核心概念
The author introduces Beyond-Voice, a system that enables continuous 3D hand pose tracking on home assistant devices using acoustic sensing. The system transforms the device into an active sonar system to analyze reflections and reconstruct hand poses.
摘要
Beyond-Voice introduces a novel high-fidelity acoustic sensing system for hand pose tracking on home assistant devices. It leverages existing onboard microphones and speakers to track and reconstruct hand poses continuously in various environments without personalized training data. The system operates by transmitting inaudible ultrasound chirps and analyzing reflections to predict the 3D positions of 21 finger joints. By utilizing deep learning models, data preprocessing techniques, and hardware starting time cancellation, Beyond-Voice achieves accurate hand tracking results across different users and environments.
统计
A user study with 11 participants shows an average mean absolute error of 16.47mm for user-independent testing.

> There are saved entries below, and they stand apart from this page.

PR #468, opened 2023-07-11
Reduce config-daemon logging verbosity

zeeke:
This PR reduces the verbosity of the config-daemon loop when the user sets a `SriovOperatorConfig.Spec.LogLevel < 2`.

### DIFF
--- a/pkg/utils/utils.go
+++ b/pkg/utils/utils.go
@@ -2,6 +2,7 @@ package utils
 
 import (
 	"bytes"
+	"errors"
 	"fmt"
 	"io/ioutil"
 	"math/rand"
@@ -720,10 +721,16 @@ func generateRandomGUID() net.HardwareAddr {
 
 func GetNicSriovMode(pciAddress string) (string, error) {
 	glog.V(2).Infof("GetNicSriovMode(): device %s", pciAddress)
+
 	devLink, err := netlink.DevLinkGetDeviceByName("pci", pciAddress)
 	if err != nil {
+		if errors.Is(err, syscall.ENODEV) {
+			// the device doesn't support devlink
+			return "", nil
+		}
 		return "", err
 	}
+
 	return devLink.Attrs.Eswitch.Mode, nil
 }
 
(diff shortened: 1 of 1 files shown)


liornoy:
lgtm

cgoncalves (commented):
LGTM

pkg/utils/utils.go
```diff
@@ -720,13 +720,42 @@ func generateRandomGUID() net.HardwareAddr {
...
+	supported, err := isDevLinkSupportedBy(pciAddress)
+	if err != nil {
+		return "", err
+	}
+
+	if !supported {
+		return "", nil
+	}
+
 	devLink, err := netlink.DevLinkGetDeviceByName("pci", pciAddress)
```
adrianchiris, line 733: cant we check if device is found or not error ? 

you should get something like:

```
~# devlink dev show pci/0000:04:00.0
kernel answers: No such device
```

zeeke: Considering the actual warning log message:
```
W0703 12:28:47.813124   58755 utils.go:128] DiscoverSriovDevices(): unable to get device mode 0000:3b:00.0 "no such device"
```

If I understood correctly, the check you are suggesting should be:

```
func GetNicSriovMode(pciAddress string) (string, error) {
	glog.V(2).Infof("GetNicSriovMode(): device %s", pciAddress)
	devLink, err := netlink.DevLinkGetDeviceByName("pci", pciAddress)
	if err != nil {
		if err.Error() == "no such device" {
			return "", nil
		}
		return "", err
	}
	return devLink.Attrs.Eswitch.Mode, nil
}
```

(note the N is not capitalized)

I find it a bit weak, but I recognize the value of efficiency. does it looks good to you?

adrianchiris: the error should be a syscall.Errno value
(netlink read/writes from/to unix socket)

you can check it
```
if err != nil {
  if errors.Is(err, syscall.ENODEV) {
    // do something
  }
  // do something else
}
```

SchSeba (approved):
LGTM

thanks for the PR!

Eoghan1232 (approved):

adrianchiris (approved):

User-adaptive evaluation reduces the mean absolute error to 10.36mm with adaptive training.
In user-dependent testing, the mean absolute error is slightly higher at 12.49mm.
Data augmentation improves performance until a factor of x6, after which there is a slight rebound in error.
Finger-wise analysis reveals higher errors for middle fingers compared to others.
Bone-wise analysis shows higher errors for bones closer to the fingertip.
Orientation analysis indicates no significant impact on performance based on palm rotation, azimuth, and elevation angles.